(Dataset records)
PR #8029, opened 2025-06-03
[Model Monitoring] Connect `ModelRunnerStep` to Model Monitoring

royischoss:
https://iguazio.atlassian.net/browse/ML-9891
Contains:
1. Adding system steps to server graph allowing pre-processing to the response from `ModelRunnerStep` and adding mm-stream target, full cycle was tested and added to test_app_flow using `ModelRunnerStep`
2. Adding unit tests checking functionality using to_mock_server 
3. Adding system test allowing to check `test_app_flow` and `TestBatchServingWithSampling::test_serving` using `ModelRunnerStep`


mlrun/serving/server.py
```diff
@@ -360,14 +368,124 @@ def add_system_steps_to_graph(graph: RootFlowStep):
     return graph
 
 
+def apply_monitoring_general_steps(
```
theSaarco: Why `apply` rather than `add`?
Also, is this expected to be idempotent? If I already deployed this graph and got all these steps in the graph, running it again will add those steps again?

mlrun/serving/server.py
```diff
@@ -360,14 +368,124 @@ def add_system_steps_to_graph(graph: RootFlowStep):
...
+            raise GraphError(
+                "Expected model runner step to be followed by error raiser step"
+            )
+    return graph
+
+
+def add_system_steps_to_graph(
+    project: str, graph: RootFlowStep, track_models: bool, context, serving_spec
+) -> RootFlowStep:
+    graph = add_error_raiser_step(graph)
```
theSaarco: What if the graph has no MRS steps? You would still add the MM steps which will be doing pretty much nothing. Also, in both `add_error_raiser_step` and in `add_monitoring_pre_process_steps` you iterate over all the graph, looking for MRS steps. It may be a better approach to split this:
1. Look for MRS steps in the graph. If none exist, no need for further processing.
2. Call `add_error_raiser_step` with this list of steps.
3. Call `add_monitoring_pre_process_steps` with the list of steps.

mlrun/serving/server.py
```diff
@@ -360,14 +368,124 @@ def add_system_steps_to_graph(graph: RootFlowStep):
...
+            sharding_func=mlrun.common.schemas.model_monitoring.constants.StreamProcessingEvent.ENDPOINT_ID,
+            after="filter_none_2",
+        )
+    return graph, monitor_flow_step
+
+
+def add_monitoring_pre_process_steps(
+    project: str, graph: RootFlowStep, context, serving_spec
+) -> RootFlowStep:
+    graph, monitor_flow_step = apply_monitoring_general_steps(
```
theSaarco: Why call this here and not separately by the `add_system_steps_to_graph` method?

mlrun/serving/server.py
```diff
@@ -360,14 +368,124 @@ def add_system_steps_to_graph(graph: RootFlowStep):
...
+        project, graph, context, serving_spec
+    )
+    model_runner_steps_names = {
+        step.name: step
+        for step in graph.steps.values()
+        if isinstance(step, mlrun.serving.states.ModelRunnerStep)
```
theSaarco: It would be best if we generalize this check - rather than testing for a specific class, have this class be a subclass of some `MonitoredStep` class (or Mixin), and check if it's an instance of that class. This will make it easier to extend the MM functionality to various other steps in the future (we do want to enable monitoring on a wide range of steps). Let's discuss this.

mlrun/serving/system_steps.py
```diff
@@ -0,0 +1,439 @@
...
+        self.context = copy(context)
+        self.model_endpoints: dict[str, [dict[str, str]]] = {}
+        self.labels: dict[str, dict[str, str]] = {}
+        self.input_path: dict[str, str] = {}
+        self.result_path: dict[str, str] = {}
+        self.output_schema: dict[str, Union[list[str], str]] = {}
+
+        server: mlrun.serving.GraphServer = getattr(
+            self.context, "_server", None
+        ) or getattr(self.context, "server", None)
```
theSaarco: Why do we need this elaborate code to get the server from the context? Is this because the `context` object may be different in various scenarios?

theSaarco: Also, there's no check for a situation where `server` is `None`. I understand this is not expected, but the next line would explode in that case, it's probably better to do a sanity test and show an indicative error here.

mlrun/serving/system_steps.py
```diff
@@ -0,0 +1,439 @@
...
+                        monitoring_data.get(model, {}).get(
+                            mlrun.common.schemas.MonitoringData.RESULT_PATH
+                        )
+                    )
+                    self.output_schema[model] = monitoring_data.get(model, {}).get(
+                        mlrun.common.schemas.MonitoringData.OUTPUTS
+                    )
+                    self.models_uri[model] = monitoring_data.get(model, {}).get(
+                        mlrun.common.schemas.MonitoringData.MODEL_PATH
+                    )
```
theSaarco: Isn't it better to actually have this logic localized in the `ModelRunnerStep` class? Why do this here?
This also goes back to my previous comment on creating a `MonitoredStep` base class - I would expect this logic to sit there, where it can be easily overridden if needed by child-classes (that are not MRS). The way it's currently written, when expanding to other classes you'll need to add an if-else here to handle each case separately, rather than have the logic in the class itself.

mlrun/serving/system_steps.py
```diff
@@ -0,0 +1,439 @@
...
+                    else None,
+                    mm_schemas.StreamProcessingEvent.METRICS: event.body[
+                        mm_schemas.StreamProcessingEvent.METRICS
+                    ]
+                    if mm_schemas.StreamProcessingEvent.METRICS in event.body
+                    else None,
+                }
+            )
+        event.body = monitoring_event_list
+        logger.info("monitoring pre processor ended", event=event)
```
theSaarco: Why print the entire event in `info` log? Seems a bit too much.

mlrun/serving/system_steps.py
```diff
@@ -0,0 +1,439 @@
...
+    def do(self, event):
+        if (self.context and self.context.is_mock) or self.context is None:
+            return event
+        if (
+            self._background_task_status
+            == mlrun.common.schemas.BackgroundTaskState.running
+            and (
+                self._background_task_check_timestamp is None
+                or mlrun.utils.now_date() - self._background_task_check_timestamp
+                >= timedelta(seconds=15)
```
theSaarco: Can we make this a configurable parameter? Allowing users/admins to modify the frequency? Even an MLRun config value would be better than a fixed value that we cannot change in the field.

mlrun/serving/system_steps.py
```diff
@@ -0,0 +1,439 @@
...
+        return event
+
+    def _background_task_succeeded(
+        self, background_task: mlrun.common.schemas.BackgroundTask
+    ):
+        logger.info(
+            "Checking model endpoint creation task status",
+            task_name=self.server.model_endpoint_creation_task_name,
+        )
+        self._background_task_status = background_task.status.state
```
theSaarco: Since this method also updates the status in the class, maybe change its name - I was surprised this line is here since I thought this just does the check itself and return the status.

mlrun/serving/system_steps.py
```diff
@@ -0,0 +1,439 @@
...
+
+
+class SamplingStep(storey.MapClass):
+    def __init__(
+        self,
+        sampling_percentage: float,
+        **kwargs,
+    ):
+        super().__init__(**kwargs)
+        self.sampling_percentage = sampling_percentage
```
theSaarco: Validate that `sampling_percentage` is between 0 and 100.

mlrun/serving/system_steps.py
```diff
@@ -0,0 +1,439 @@
...
+        return (
+            background_task.status.state
+            == mlrun.common.schemas.BackgroundTaskState.succeeded
+        )
+
+
+class SamplingStep(storey.MapClass):
+    def __init__(
+        self,
+        sampling_percentage: float,
```
theSaarco: Why do we need float here?

mlrun/serving/system_steps.py
```diff
@@ -0,0 +1,439 @@
...
+        **kwargs,
+    ):
+        super().__init__(**kwargs)
+        self.sampling_percentage = sampling_percentage
+
+    def do(self, event):
+        logger.info(
+            "sampling step runs",
+            event=event,
```
theSaarco, line 339: Why print the entire event in `info` logs?

mlrun/serving/system_steps.py
```diff
@@ -0,0 +1,439 @@
...
+
+            if isinstance(request["outputs"], list):
+                event[mm_schemas.StreamProcessingEvent.RESPONSE]["outputs"] = [
+                    request["outputs"][i] for i in sampled_requests_indices
+                ]
+        event[mm_schemas.EventFieldType.SAMPLING_PERCENTAGE] = self.sampling_percentage
+        event[mm_schemas.EventFieldType.EFFECTIVE_SAMPLE_COUNT] = len(
+            event.get(mm_schemas.StreamProcessingEvent.REQUEST, {}).get("inputs", [])
+        )
+        logger.info("sampling step ended", event=event)
```
theSaarco: And again...
You need to cleanup the logs in general.

theSaarco (changes requested):
Reviewed (didn't go over the tests yet). 
All in all looks good, I have some suggestions for code restructuring to support future expansion of MM to other classes.

mlrun/serving/system_steps.py
royischoss: `set_tracking` gets a float and in `V2ModelServer` we also added hint of float kept it the same

mlrun/serving/system_steps.py
royischoss: I made the change outside and kept the name

mlrun/serving/server.py
royischoss: Made some changes think it now doing more efficient work there

mlrun/serving/server.py
royischoss: Made this change as suggested

mlrun/serving/server.py
royischoss: Added a field to RootFlow suggesting a ModelRunnerStep was added to graph, collecting the ModelRunnerSteps once and than adding the connections needed when adding error raiser and monitoring flow

mlrun/serving/server.py
royischoss: changed

mlrun/serving/system_steps.py
royischoss: Made the change we talked about

mlrun/serving/system_steps.py
royischoss: Will do

mlrun/serving/system_steps.py
royischoss: left overs from V2ModelServer chaged it

mlrun/serving/server.py
```diff
@@ -360,14 +370,127 @@ def add_system_steps_to_graph(graph: RootFlowStep):
...
+        # Connect each model runner to the monitoring step:
+        for step_name, step in monitored_steps.items():
+            if isinstance(monitor_flow_step.after, list):
+                monitor_flow_step.after.append(step_name)
+            elif isinstance(monitor_flow_step.after, str):
+                monitor_flow_step.after = [monitor_flow_step.after, step_name]
+            else:
+                raise GraphError(
+                    "Expected model runner step to be followed by error raiser step"
+                )
```
davesh0812: Not sure I understand the error msg here

mlrun/serving/server.py
```diff
@@ -360,14 +370,127 @@ def add_system_steps_to_graph(graph: RootFlowStep):
...
+    if track_models:
+        graph, monitor_flow_step = add_monitoring_general_steps(
+            project, graph, context, serving_spec
+        )
+        # Connect each model runner to the monitoring step:
+        for step_name, step in monitored_steps.items():
+            if isinstance(monitor_flow_step.after, list):
+                monitor_flow_step.after.append(step_name)
+            elif isinstance(monitor_flow_step.after, str):
+                monitor_flow_step.after = [monitor_flow_step.after, step_name]
```
davesh0812:
```suggestion
            elif monitor_flow_step.after and isinstance(monitor_flow_step.after, str):
                monitor_flow_step.after = [monitor_flow_step.after, step_name]
            else:
                monitor_flow_step.after = [step_name]
```

mlrun/serving/server.py
```diff
@@ -360,14 +370,127 @@ def add_system_steps_to_graph(graph: RootFlowStep):
     return graph
 
 
+def add_monitoring_general_steps(
```
davesh0812, line 382: Please add to the description a graph plot only of the sys steps

mlrun/serving/states.py
```diff
@@ -452,11 +454,52 @@ def set_flow(
...
+                            "Cannot add router step containing the same model endpoint name as "
+                            "ModelRunnerStep model"
+                        )
+                    models.append(route.name)
+            else:
+                if step.name in root.model_endpoints_names:
+                    raise GraphError(
+                        "Cannot add router step or task step containing the same model endpoint name as "
+                        "ModelRunnerStep model"
+                    )
```
davesh0812: please edit :)

mlrun/serving/states.py
```diff
@@ -452,11 +454,52 @@ def set_flow(
...
+        """
+        if (
+            isinstance(step, TaskStep)
+            and not isinstance(step, ModelRunnerStep)
+            and model_endpoint_creation_strategy
+            != schemas.ModelEndpointCreationStrategy.SKIP
+        ):
+            root = self
+            while root.parent is not None:
+                root = root.parent
```
davesh0812: please create private method for this, you using also in  `verify_model_runner_step`

mlrun/serving/states.py
```diff
@@ -1906,6 +2069,17 @@ def model_endpoints_names(self, models: list[str]):
     def extend_model_endpoints_names(self, model_endpoints_names: list):
         self._models.extend(model_endpoints_names)
 
+    @property
+    def model_endpoints_routes_names(self) -> list[str]:
```
davesh0812, line 2083: Why we need to specify this and not to use `model_endpoints_names` for all the kind of endpoint?

mlrun/serving/system_steps.py
davesh0812: @royischoss still relevant

davesh0812 (commented):
Look Good,
I mange to go over only partially.
Still need to look on the system steps and the tests.

mlrun/serving/system_steps.py
royischoss: We hint it as float in every code assurances, I also make cast before providing to the step, you want me to give it Optional ?

mlrun/serving/server.py
royischoss: Me too :)

mlrun/config.py
```diff
@@ -233,6 +233,7 @@
                 "delete_function": "900",
                 "model_endpoint_creation": "600",
                 "model_endpoint_tsdb_leftovers": "900",
+                "model_endpoint_creation_check": "15",
```
theSaarco: Not the right place for this. This block of configurations relates to bg-tasks timeouts and is used on the server-side. This period relates to the serving steps on the client side, and should probably be somewhere under the `model_endpoint_monitoring` section of the config, and should be called something like `model_endpoint_creation_check_period`

mlrun/runtimes/nuclio/serving.py
```diff
@@ -769,6 +766,18 @@ def to_mock_server(
             monitoring_mock=self.spec.track_models,
         )
 
+        if (
+            isinstance(self.spec.graph, RootFlowStep)
+            and self.spec.graph.include_model_runner
```
theSaarco: Why add this as a member of the graph? Can't you just calculate it on-the-fly when deploying the monitoring steps? If you use a member variable then you need to make sure you update it whenever someone adds or removes steps from the graph, even if doing through some hacky ways (such as replacing the step in the graph list of steps).
Also, since you changed the decision on monitored steps to be more generic and not rely specifically on MRS steps, calling this `include_model_runner` is a very bad name - it should look for generally monitored steps. But, as noted above, I don't see a lot of value in actually storing this in the graph as a member.

mlrun/serving/server.py
```diff
@@ -360,14 +370,127 @@ def add_system_steps_to_graph(graph: RootFlowStep):
...
+
+
+def add_system_steps_to_graph(
+    project: str, graph: RootFlowStep, track_models: bool, context, serving_spec
+) -> RootFlowStep:
+    monitored_steps = {
+        step.name: step
+        for step in graph.steps.values()
+        if isinstance(step, mlrun.serving.MonitoredStep)
+    }
```
theSaarco: Basically this is exactly the check that you need to replace the `include_model_runner` member - just put this in a function and call it prior to adding the system steps...

mlrun/serving/states.py
```diff
@@ -1057,16 +1111,55 @@ class ModelRunner(storey.ParallelExecution):
...
+
+        return event
 
     def select_runnables(self, event):
         models = cast(list[Model], self.runnables)
         return self.model_selector.select(event, models)
 
 
-class ModelRunnerStep(TaskStep, StepToDict):
+class MonitoredStep(TaskStep, StepToDict):
```
theSaarco: I would make this abstract class so users cannot use it directly.

mlrun/serving/states.py
```diff
@@ -1057,16 +1111,55 @@ class ModelRunner(storey.ParallelExecution):
...
+        super().__init__(*args, name=name, **kwargs)
+        self.raise_exception = raise_exception
+        self._monitoring_data = None
+
+    def load_monitoring_data(self):
+        """
+        Child class must override load_monitoring_data() method and provide meaningful data-structure to the
+        pre-process step in monitoring flow.
+        """
+        self._monitoring_data = {}
```
theSaarco: So, why not returning `NotImplemented` if you must override?

mlrun/serving/states.py
```diff
@@ -1057,16 +1111,55 @@ class ModelRunner(storey.ParallelExecution):
...
+class MonitoredStep(TaskStep, StepToDict):
+    kind = "monitored"
+    _dict_fields = TaskStep._dict_fields + ["raise_exception"]
+
+    def __init__(self, *args, name: str, raise_exception=True, **kwargs):
+        super().__init__(*args, name=name, **kwargs)
+        self.raise_exception = raise_exception
+        self._monitoring_data = None
+
+    def load_monitoring_data(self):
```
theSaarco: Load from where? Maybe change name to `calculate_monitoring_data` or something.
Also, IIUC, this is mostly an internal function called by the `monitoring_data` property, so prefix its name with `_`.

mlrun/serving/states.py
```diff
@@ -1057,16 +1111,55 @@ class ModelRunner(storey.ParallelExecution):
...
+
+    @property
+    def monitoring_data(self) -> dict:
+        if self._monitoring_data is None:
+            self.load_monitoring_data()
+        return self._monitoring_data
+
+    @monitoring_data.setter
+    def monitoring_data(self, data: dict) -> None:
+        self._monitoring_data = data
```
theSaarco: I didn't understand at first why we need a setter for this property (I thought it's only calculated by the `load_monitoring_data` method), but then I saw that the MRS actually modified this property directly, and therefore probably needs this.
The question is whether we expect users to use this setter directly, or do we expect them to only subclass the `load_monitoring_data` - we document that they need to do the latter, but our own code does that + something else. So, it may be very confusing to users wanting to implement extensions.

mlrun/serving/states.py
```diff
@@ -1057,16 +1111,55 @@ class ModelRunner(storey.ParallelExecution):
...
+        """
+        Child class must override load_monitoring_data() method and provide meaningful data-structure to the
+        pre-process step in monitoring flow.
+        """
+        self._monitoring_data = {}
+
+    @property
+    def monitoring_data(self) -> dict:
+        if self._monitoring_data is None:
+            self.load_monitoring_data()
```
theSaarco: What happens if `load_monitoring_data` was already called (for example, someone asked for the `monitoring_data` property, and then the class instance was changed? For example, someone added a model to the MRS? While caching this information is great for performance, you need to make sure the cached data is invalidated on any changes that affect the result.
Alternatively, calculate it on-demand (depending on how many times this is expected to be called and how complicated it is to do this calculation).

mlrun/serving/states.py
```diff
@@ -1057,16 +1111,55 @@ class ModelRunner(storey.ParallelExecution):
...
+
+    def __init__(self, *args, name: str, raise_exception=True, **kwargs):
+        super().__init__(*args, name=name, **kwargs)
+        self.raise_exception = raise_exception
+        self._monitoring_data = None
+
+    def load_monitoring_data(self):
+        """
+        Child class must override load_monitoring_data() method and provide meaningful data-structure to the
+        pre-process step in monitoring flow.
```
theSaarco: If we expect users to ever subclass this, this documentation must be much more elaborate explaining exactly what the structure of the returned data must be, what fields etc.
Also, if the expectation is that this method will update the `monitoring_data` property (as the MRS does), then this needs to be stated. I was actually expecting this to return the data to the caller.

theSaarco (changes requested):
I think the implementation of the monitoring data retrieval is confusing and will be hard for users to subclass.

mlrun/serving/states.py
royischoss: I will remove it, at first I kept it in _dict_fields and a setter is mandatory

mlrun/serving/states.py
royischoss: We need it cause I am not checking for duplication in routes and I must differ between route and model runner in the addition of a model.

mlrun/config.py
royischoss: Fixed as mentioned

mlrun/runtimes/nuclio/serving.py
royischoss: Removed added two methods one collecting the MonitoredSteps and one (for avoiding repeatedly) running on all steps in graph returns for the first monitoredStep

mlrun/serving/states.py
royischoss: Made the change as mentioned

mlrun/serving/states.py
royischoss: made the change as mentioned

mlrun/serving/states.py
royischoss: Made the change as mentioned

mlrun/serving/states.py
royischoss: Now it is a param for the method and we also works on copy to prevent changing user code and class_args

mlrun/serving/states.py
royischoss: changed it with small caching inside class_args for outputs if there is an override we will calculate again for the same model name. because add_model should be called with new params and we override the value in the class args dict

mlrun/serving/states.py
royischoss: added more elaborate description, I will seat with you and Jill and add documentation for this usages because there are some implementation details we must provide for the new serving

mlrun/serving/server.py
```diff
@@ -335,34 +343,147 @@ def wait_for_completion(self):
         return self.graph.wait_for_completion()
 
 
-def add_system_steps_to_graph(graph: RootFlowStep):
+def add_error_raiser_step(
+    graph: RootFlowStep, model_runner_steps: dict[str, MonitoredStep]
```
theSaarco: Instead of `model_runner_steps`, should rename to `monitored_steps` since we generalized it.

mlrun/serving/system_steps.py
```diff
@@ -0,0 +1,391 @@
...
+            background_task.status.state
+            in mlrun.common.schemas.BackgroundTaskState.terminal_states()
+        ):
+            logger.info(
+                f"Model endpoint creation task completed with state {background_task.status.state}"
+            )
+        else:  # in progress
+            logger.info(
+                f"Model endpoint creation task is still in progress with the current state: "
+                f"{background_task.status.state}. Events will not be monitored for the next 15 seconds",
```
theSaarco:
```suggestion
                f"{background_task.status.state}. Events will not be monitored for the next {mlrun.mlconf.model_endpoint_monitoring.model_endpoint_creation_check_period} seconds",
```

mlrun/serving/system_steps.py
```diff
@@ -0,0 +1,391 @@
...
+                return None
+        elif (
+            self._background_task_status
+            == mlrun.common.schemas.BackgroundTaskState.failed
+        ):
+            return None
+        return event
+
+    def _background_task_succeeded(
+        self, background_task: mlrun.common.schemas.BackgroundTask
```
theSaarco: Nitpicking: you don't need all the `BackgroundTask` object here, just its state.
And, TBH, this method mainly just logs stuff, it could functionally have been replaced with just doing the last `return` statement.

tests/system/model_monitoring/test_app.py
```diff
@@ -519,20 +520,46 @@ def _add_error_alert(self) -> None:
...
+                input_path="inputs",
+                result_path="outputs",
+            )
+            graph = serving_fn.set_topology("flow", engine="async")
+            graph.to(model_runner_step).respond()
+        else:
+            serving_fn = typing.cast(
+                mlrun.runtimes.nuclio.serving.ServingRuntime,
+                mlrun.import_function(
+                    "hub://v2_model_server",
```
theSaarco, line 554: This code is rather outdated, and should be replaced with simply using the `V2ModelServer` class (and in the future the `Model` class, of course). Don't expect this to be changed as part of this PR, but we should get rid of using this code.

mlrun/serving/states.py
```diff
@@ -1057,16 +1103,61 @@ class ModelRunner(storey.ParallelExecution):
...
+            "inputs" - inputs features
+            "outputs" - output schema expected
+            "input_path" - the path where inputs are
+            "result_path" - the path where results are
+            "creation_strategy" - model endpoint creation strategy
+            "labels" - model endpoint labels
+            "model_endpoint_uid" - model endpoint uid (added in deployment)
+            "model_class" - the model class
+        }
+        """
```
theSaarco: The HTML documentation does not include docstrings from internal methods, and they need to be manually marked for inclusion, otherwise they won't appear in the MLRun docs. 
See for example here: https://github.com/mlrun/mlrun/blob/c0d9796be7ec6c611eadf6c4eab969dd1adf3d79/docs/api/mlrun.feature_store/index.rst?plain=1#L16

theSaarco (approved):
Looks good. I have some small comments (that I think should be addressed) but approving this PR for now. Either do relevant fixes before completing this PR or on the next one.

mlrun/serving/server.py
royischoss: added

mlrun/serving/system_steps.py
```diff
@@ -0,0 +1,391 @@
...
+                outputs = self.transpose_by_key(result, output_schema)
+            elif len(result) == 1:
+                outputs = (
+                    result[output_schema[0]]
+                    if output_schema
+                    else list(result.values())[0]
+                )
+            else:
+                outputs = []
+            if not output_schema:
```
assaf758, line 65: I'm not sure if we want to support not providing order…
But if we do, If I understand correctly, this log will be written on every event being sent to the stream pod and will spam the logs…

assaf758 (approved):
Very impressive and substantial work!
minor question/comment inside.

mlrun/serving/system_steps.py
royischoss: This log will apply only when user provides outputs as dict instance and not provided any output schema in the model artifact or in `ModelRunnerStep::add_model`, so in every other sequence that are the common one (list outputs, provided output/labels in model artifact) we won't write this log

• _Exercise prompt_: All lines from the start of the entries through the line where "2. Adding unit" sits should be duplicated exactly, with nothing else in the output.

• _Exercise answer_:
PR #8029, opened 2025-06-03
[Model Monitoring] Connect `ModelRunnerStep` to Model Monitoring

royischoss:
https://iguazio.atlassian.net/browse/ML-9891
Contains:
1. Adding system steps to server graph allowing pre-processing to the response from `ModelRunnerStep` and adding mm-stream target, full cycle was tested and added to test_app_flow using `ModelRunnerStep`
2. Adding unit tests checking functionality using to_mock_server 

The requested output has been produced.